Requiring business records and setting rules for what they must contain date to before the Code of Hammurabi nearly four millennia ago, as I teach my Syracuse University College of Law students. Standards pertaining to business records were so important that they are found in seven of Hammurabi’s first 12 codes. More appear later among the 282 rules, some of which have been lost to time.
Hammurabi’s Code drew on several thousand years of experience, but the issues remain relevant to banks, insurers, trust companies and warehousing. Sections 122 and 123 required that when anything is entrusted to another, the owner “shall show everything to some witness, draw up a contract and then hand it over for safe keeping. If he turn it over for safe keeping without witness or contract and if he to whom it was given deny it, then he has no legitimate claim.”
The ancient code allowed six months to locate witnesses. Under modern law a company eager to hide an employee or agent whose testimony would be inconvenient can send that person off to a jurisdiction where no treaty or local law can compel them to return or even to testify under oath. (The various “Law & Order” television series did several episodes making this point.)

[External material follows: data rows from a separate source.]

PR #10780, opened 2022-06-26
Drop code-climate

DanVanAtta:
code-climate is a static analysis tool that automatically adds comments in PRs
to flag static check violations. We can customize things like line counts,
arg counts etc.. that constitute violations.

While such checks are really useful, on the whole it is causing more noise
than is helping. Most updates are to existing code that typically has several
violations in almost any module that is being updated. So, we tend to ignore
any flagged violations, or we are improving the violations but still get flagged
due to being above threshold.

If there were a way to have code climate run for only exactly modified code,
or if we had a new code base, then it would be much more useful. Otherwise
it is important to avoid PR checks that can be ignored, a 'red build' should
generally mean 'not suitable for merge'


RoiEXLab:
Agreed. Code-climate is nice to have, but especially when moving files or refactoring code it complains about code that was only indirectly touched quite often unfortunately.

asvitkine:
It's definitely true that it picks up a lot of existing issues, and some of the findings are dubious as well (e.g. it will complain if you go above 20 methods, if you split up a function that's above its 50 LOC threshold but is still above 50 LOC afterward).

Having said that, I did try to address many of its findings when it flagged them during my refactoring. So it did provide a bit of an incentive to improve things, but the signal to noise ratio definitely wasn't great.

Of all the checks, I find the code duplication ones the most valuable - since these are otherwise not very obvious to a human (since code may be somewhere else in the codebase). The other stuff, like deep nesting, long methods, number of methods, etc are already pretty clear from the immediate code and hard thresholds on these weren't super helpful.

Could we just keep the duplicate code warnings and disable everything else?

DanVanAtta:
@asvitkine would you mind checking if PMD can do the same? If that's not possible, I am sympathetic for the one useful check, though I have pause whether it's really worth the CI/CD complexity (I'm not sure).

asvitkine:
> @asvitkine would you mind checking if PMD can do the same? If that's not possible, I am sympathetic for the one useful check, though I have pause whether it's really worth the CI/CD complexity (I'm not sure).

Looks like PMD has something like this: https://pmd.github.io/latest/pmd_userdocs_cpd.html

However, I'm not enough of a gradle expert (and don't have time for that right now) to figure out how to make it work with our build.

I'm not in love enough with codeclimate's duplicate code finding to push against removing codeclimate altogether, especially if other tools exist.

asvitkine:
Thanks. I think making AI know how to do amphib landings past a sea battle would be a nice improvement, but I guess in this case, we could probably also settle for just a ships' arm race, which would allow the AI with the greater production to push through (over several turns).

History teaches that requiring verifiable and original business records that are kept on site and that must be generally available for inspection by government, litigating parties and others encourages trust and reduces violence. We should pay deference to thousands of years of human experience. The TISA does not.
By statute and regulation, the federal and state governments require a host of businesses to not only maintain records but also to do so in their original form and to make them readily available for inspection.
Such laws come with limitations. For example, the comptroller of the currency has a right to inspect the books and records of national banks, but state banking authorities may do so only under limited circumstances, usually requiring a court order.
Time for debate
It is hard to imagine any benefit from letting companies doing business in one nation keep their original records in another country.
It is also hard to make the case that the cost of keeping a duplicate record at the home office in a different country is a burden. Redundant record-keeping is the norm today, thanks to the creation of photo-duplication services more than a century ago for paper documents. Today no prudent company would keep a single set of digital records in a single location and instead has servers in, say, Manhattan, Mumbai and Montreal so that meltdown, fire, flood or worse in one place does not wipe out the records needed to conduct business.
Be that as it may, any trade in services deal should come after robust public debate about how much freedom each sovereign country should relinquish when it comes to changing its banking, insurance and other regulations. Rules must change with conditions. A trade in services agreement should neither lock existing rules in place nor impose onerous burdens on change.
Now that WikiLeaks has given us a peek at the terms of the deal, we should all call our legislators and demand talks be held in the open, not behind closed doors where only governments and the biggest companies affected by the rules know what is really going on.